Here we explain the graph model, Chung-Lu-Chain model, used to generate the raw grid topology. The methodology is mainly based on [Aksoy et al., 2019], which investigated the topological properties of power grids from the US Eastern Internconnection, Texas Interconnection, and Poland transmission system power grids and found

subgraphs induced by nodes of the same voltage level exhibit shared structural properties atypical to small-world networks, including

low local clustering,

large diameter, and

large average distance

subgraphs induced by transformer edges linking nodes of different voltage types contain mainly small, disjoint star graphs.

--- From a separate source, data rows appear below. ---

PR #1859, opened 2019-04-11
Apply common body classes separately to fonts-loaded

davidrapson:
Noticed yesterday that if fonts fail to load we don't replace the `no-js` class with `js-on` class. We don't use this class in many places (we largely use `v-cloak` instead) but it effectively couples font-loading with the display of some javascript functionality.

I've reworked the `head.js` file to handle this class separately to the `fonts-loading` class.

### DIFF
--- a/views/includes/metaHead.njk
+++ b/views/includes/metaHead.njk
@@ -9,11 +9,6 @@
         isNotProduction: {{ appData.isNotProduction }},
         locale: '{{ locale }}',
         localePrefix: '{{ localePrefix }}',
-        isModernBrowser:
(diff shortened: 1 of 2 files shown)


views/includes/metaHead.njk
```diff
@@ -9,11 +9,6 @@
         isNotProduction: {{ appData.isNotProduction }},
         locale: '{{ locale }}',
         localePrefix: '{{ localePrefix }}',
-        isModernBrowser:
```
davidrapson: We don't use this check or the corresponding CSS class anywhere so I've removed the check.

PR #1860, opened 2019-04-11
Document organisation type rules

davidrapson:
This adds documentation for the organisation type, registration numbers, and role questions in their current state.

### DIFF
--- a/controllers/apply-next/docs/validation-rules.md
+++ b/controllers/apply-next/docs/validation-rules.md
@@ -125,11 +125,23 @@ Address field group, consists of:
 
 ### Company number
 
-@TODO
+**Type**: string
+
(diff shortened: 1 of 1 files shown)


controllers/apply-next/docs/validation-rules.md
```diff
@@ -225,12 +241,31 @@ Address field group, consists of:
...
-@TODO
+**Type**: single choice (radio)
+
+| Rule           | Message       |
+| -------------- | ------------- |
+| Required field | Choose a role |
+
+#### Mappings
+
+The legal contact role shows the following choices depending on the organisation type:
```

The method proposed by the authors includes two phases:

the first phase uses the Chung-Lu random graph model, taking desired node degrees and desired diameter as inputs, and outputs the subgraphs of same-voltage level; and
the second phase uses a simple random star graph model to connect the subgraphs of different voltage levels.

Preliminaries

For a graph $G=(V,E)$ with $n$ nodes, we denote the degree of a node $i$ as $d_i$, and the degree sequence as $\mathbf{d}=[d_1,d_2,\dots,d_n]$. Some graph metrics.

average distance in a connected graph is the average distance between all pairs of vertices

\[\text{avgDist} = \frac{1}{n(n-1)} \sum_{i\in V} \sum_{j\in V, j\neq i} d(i,j)\]

diameter $\delta$ of a connected graph is the maximum distance over all pairs of nodes

\[\delta = \max_{i,j\in V, i\neq j} d(i,j)\]

local clustering coefficient (LCC) of a vertex is to measure how tightly connected the neighborhood of a vertex is:

\[lcc(i) = \frac{\# \text{triangles incident to vertex } i}{d_i(d_i -1)/2}\]

The LCC of a degree-1 vertex is undefined, and the local clustering coefficient of a graph is the average LCC over all vertices for which the LCC is defined.

Power grid as network-of-networks

Following [Halappanavar et al., 2015], a power grid graph is defined as $G=(V,E,f,\mathcal{X})$, where $V$ is the set of vertices (substations, buses, generators, loads, etc.), $E$ is the set of edges (transmission lines and transformers), $\mathcal{X}=\{X_1,\dots,X_k\}$ is the set of voltage levels, and $f:V\to \mathcal{X}$ assigns a voltage level to each vertex.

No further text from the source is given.